Reply View | 21 replies
- kenjackson 7 months ago
  
  Refactoring due to being called more than N times seems very function dependent. As the prior author noted, I’d expect to call a lock function in some programs a lot. Likewise, memcpy. In fact I’d argue that well factored functionality is often called at many different call sites.
  
  Reply View | 0 replies
- CJefferson 7 months ago
  
  I can't imagine a large program where no function is useful enough to be called more than 37 times. Memory allocation? Printing? Adding a member to a list? Writing to a file?
  I'm guessing you mean something else, or do you feel useful functions can't be called many times in the same program?
  
  Reply View | 0 replies
- jovial_cavalier 7 months ago
  
  Pray tell, how many places is appropriate to call the same function? Is 5 too many? How about 6? When I hit 7, I have to refactor everything, right?
  
  Reply View | 8 replies
  
  cakealert 7 months ago
  
  This only applies to a situation where you have a function that requires dynamic checks for preconditions. I would suggest that such a function (or how it's being used) is likely a blight already, but tolerable with very few call sites. In which case checking at the call site is the right move. And as you continue to abuse the function perhaps the code duplication will prompt you to reconsider what you are doing.
  
  Reply View | 6 replies
  
  tylersmith 7 months ago
  
  You don't need an explicit rule, you just need to be smarter than than the average mid-curve tries-too-hard-to-feel-right hn poster and realize when you're repeating a calling convention too much.
  
  Reply View | 0 replies
- worik 7 months ago
  
  > If the function is called from 37 places, you need to refactor your code,
  Really?
  I do not have to think hard before I have a counter exampl: authentication
  I call authenticate() is some form from every API
  All 37 of them
  
  Reply View | 9 replies
  
  bognition 7 months ago
  
  If you are explicitly calling authenticate() for each api, you’re doing it “wrong”. At that point you want implied authentication not explicit authentication. Why not move it to some middleware that gets called in every api call?
  
  Reply View | 7 replies
  
  kazinator 7 months ago
  
  The strongest interpretation of the remark is not that you need to refactor because you have a function called 37 times (which is likely a good thing) but rather that if you think you need to move an if statement into or out of it, you face refactoring.
  
  Reply View | 0 replies
[removed] 7 months ago

[deleted]

Reply View | 0 replies

layer8 7 months ago

The example listed as “dissolving enum refactor” is essentially polymorphism, i.e. you could replace the match by a polymorphic method invocation on the enum.

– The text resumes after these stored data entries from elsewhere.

PR #2222, opened 2017-04-26
Fix python artifact build for ceilometer/octavia

odyssey4me:
The python artifact build for octavia fails as there is no
git source information provided to match the presence of
the ansible role inclusion in ansible-role-requirements.

The python artifact build for ceilometer fails as the wheel
build process does not properly understand how to process
the optional dependency requirements.

The Mitaka upper constraint for elasticsearch is removed
so that the constraint from Newton is applied instead.

(cherry picked from commit f3595ae5ce30d4b54967e9d08ccf83b14e667558)


major:
@odyssey4me Does this need to go back to newton-14.0?

PR #2223, opened 2017-04-26
[kilo] Correct ansible-role-requirements

odyssey4me:
The openstack-ansible ansible-role-requirements.yml file
is specified in galaxy format and no longer works. In this
patch we ensure that the same role is specified using the
git format so that it's always retrievable. This ensures
that the ansible bootstrap works properly.

Also, the ceph roles which were specified in this file are
removed as this file is never used. The ceph roles are
instead included using submodules.

Connects https://github.com/rcbops/u-suk-dev/issues/1515

### DIFF
--- a/ansible-role-requirements.yml
+++ b/ansible-role-requirements.yml
@@ -1,9 +1,5 @@
-- name: ceph-common
-  src: https://github.com/ceph/ansible-ceph-common.git
-  version: 1c623611a1d43b4c9116d1a0c21f0bdbdd87a0e7
-- name: ceph-mon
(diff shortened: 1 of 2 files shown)


evrardjp:
3 birds one stone:
- Fixing the inconsistency of a-r-r with in tree submodule
- Fix the absence of sshd role by default (by adding it in a-r-r and using this in the bootstrap process by exporting)
- Fixing the absence of sshd role SHA (absence of role version in openstack-ansible a-r-r).

Good job.

evrardjp:
Verified sha, var name, all that jazz. Should be good.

Its purpose is to decouple the point where a case distinction is established (the initial if) from the point where it is acted upon (the invocation of foo/bar). The case distinction is carried by the object (enum value in this case) or closure and need not to be reiterated at the point of invocation (if the match were replaced by polymorphic dispatch). That means that if the case distinction changes, only the point where it is established needs to be changed, not the points where the distinct actions based on it are triggered.

This is a trade-off: It can be beneficial to see the individual cases to be considered at the points where the actions are triggered, at the cost of having an additional code-level dependency on the list of individual cases.